I think the CCR will be in operation in the summer?


----------



## Sarenco (13 May 2017)

The CCR is long overdue and should allow for more accurate pricing of credit risk.

I wouldn't expect it to be up and running before Q1 2018.


----------



## Tom Finn (14 May 2017)

Is this replacing the Irish Credit Bureau then?


----------



## Nordkapp (14 May 2017)

Would presume the ICB will disappear. Would be very concerned as to the workings of this, so much personal data with one body is a target for hackers not to mention misuse by the lenders.


----------



## DublinTexas (14 May 2017)

I'm less concerned about a target for hackers than about the government miss-using the data.


----------



## Sarenco (14 May 2017)

How would you envisage lenders and/or the Government mis-using a central register of loan data?

Genuine question.

Bear in mind that the Central Bank already has this data in aggregate form.


----------



## DublinTexas (14 May 2017)

Collecting the data and reporting it out to lenders is one thing, but what stops them from than creating a scoring model that also takes the other data into consideration they have like my day to day spending (which they track as I use cards) combined with my accurate income (which they have from Revenue) plus the data from other sources (like HSE) all under the "protecting consumers" mantra.

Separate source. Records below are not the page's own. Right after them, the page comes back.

PR #50, opened 2021-05-24
Graph part.1 

smialko:
**What's done:** 
- presenting real data on the graph and "drawing" it in real-time,
- zooming in/out the graph,
- time labels change values when zooming/scrolling the graph.

**Note**
Please, remember it work in progress - just part 1 of the graph task is done.


AirCasting/Graph/Graph.swift
```diff
@@ -124,21 +168,36 @@ class MultiColorGridRenderer: YAxisRenderer {
...
     func makeUIView(context: Context) -> UI_PollutionGraph {
         UI_PollutionGraph()
     }
     
     func updateUIView(_ uiView: UI_PollutionGraph, context: Context) {
-       try? uiView.updateWith(thresholdValues: thresholds.rawThresholdsBinding.wrappedValue)
+        
+        try? uiView.updateWith(thresholdValues: thresholds.rawThresholdsBinding.wrappedValue)
+        
+        let entries = stream.measurements?.compactMap({ item -> ChartDataEntry? in
```
mateuszmackowiak, line 182: You can use `stream.allMeasurements` without `guard let measurement = item as? MeasurementEntity else {                return nil  }`

AirCasting/Graph/Graph.swift
```diff
@@ -59,24 +43,29 @@ class UI_PollutionGraph: UIView {
...
-        dataSet.setColor(UIColor(.white))
-        dataSet.mode = .linear
-        dataSet.lineWidth = 4
         
         renderer = MultiColorGridRenderer(viewPortHandler: lineChartView.viewPortHandler,
-                                            yAxis: lineChartView.leftAxis,
-                                            transformer: lineChartView.getTransformer(forAxis: .left))
+                                          yAxis: lineChartView.leftAxis,
+                                          transformer: lineChartView.getTransformer(forAxis: .left))
         guard let renderer = renderer else { return }
```
anna1901, line 60: Shouldn't we throw renderer error here?

smialko: True, thanks!

AirCasting/Models/Session+Mock.swift
```diff
@@ -15,8 +15,25 @@ extension SessionEntity {
         let session: SessionEntity = try! context.newOrExisting(uuid: SessionUUID(rawValue: "mock")!)
         session.type = .mobile
         // ...
+                
         return session
     }
 }
 
+extension MeasurementStreamEntity {
```
anna1901, line 23: Is there a reason why it's not in a separate file?

mateuszmackowiak (approved):

AirCasting/Models/Session+Mock.swift
smialko: Well, I guess I wanted to have mocked session and mocked stream in one file. 
Do you think I should move it elsewhere?

anna1901: It's not very intuitive to look for a MeasurementStreamEntity extension in SessionMock file

PR #51, opened 2021-05-27
Logout clearing sessions and canceling pending api requests

mateuszmackowiak:


AirCasting/AuthViews/UserAuthenticationSession.swift
```diff
@@ -29,8 +29,11 @@ final class UserAuthenticationSession: ObservableObject {
     }
 
     func deauthorize() throws {
-        self.token = nil
+        URLSession.shared.getAllTasks { tasks in
+            tasks.forEach { $0.cancel() }
+        }
```
smialko, line 34: You've already done that in the logout function, is there a reason to repeat canceling all tasks here?

smialko (commented):
It's still possible to sign in with incorrect data. Is it something we can fix or it's up to the backend part?

AirCasting/AuthViews/UserAuthenticationSession.swift
mateuszmackowiak: If there would be a pending call to api that synchronises the sessions there is no check if the user is logged in or not. so if we wouldn't cancel it the returned sessions would again be added into the database.

AirCasting/CoreData/SessionStorage.swift
```diff
@@ -0,0 +1,19 @@
...
+final class SessionStorage: ObservableObject {
+    let persistenceController: PersistenceController
+    init(persistenceController: PersistenceController) {
+        self.persistenceController = persistenceController
+    }
+
+    func clearAllSession() throws {
+        let deleteRequest = NSBatchDeleteRequest(fetchRequest: SessionEntity.fetchRequest())
+        deleteRequest.resultType = .resultTypeObjectIDs
+        let res = try persistenceController.editContext().execute(deleteRequest)
```
pawelgil, line 16: This code will not inform any `NSManagedObjectContext` instance in use about the change made to the store. Take a look at the [Apple guide](https://developer.apple.com/library/archive/featuredarticles/CoreData_Batch_Guide/BatchDeletes/BatchDeletes.html) to batch delete requests. IFK if this is the expected behavior here, just pointing this CoreData "gotcha" out.

mateuszmackowiak: good catch. in current usage it was intended but maybe not a good idea in global scope.

smialko (approved):

PR #170, opened 2021-08-20
Fix downloading measurements for fixed session

smialko:


jankrzempek (approved):
🥳

smialko (commented):
@pawelgil  I'm merging it beacuse without it fixed sessions don't fetch measurement. Please review it anyway and I'll add fixed from your CR in separate branch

Several of the Government departments can't even comply with basic regulations like SEPA due to outdated IT systems. Our data protection commissioner is a joke who only goes after companies if they are forced to. Do I really trust that government is keeping sensitive data like that secure and won't share it with other departments? Nope.

Our government is already tracking massive financial data about individuals and now they start reporting data they collect by law with private companies. What stops them from sneaking in more legislation to share even more of their data.


----------



## Sarenco (14 May 2017)

I would assume the whole point of the register is to allow for the creation of more accurate credit ratings.  I would have thought that was a good thing as it allows for more accurate pricing of credit risk.

I don't really understand your other points.


----------



## Tom Finn (15 May 2017)

How does this differ from the ICB? What is the reason behind apparently replacing the ICB ?


----------



## Sarenco (15 May 2017)

The CCR will be more comprehensive - not all lenders are members of the ICB.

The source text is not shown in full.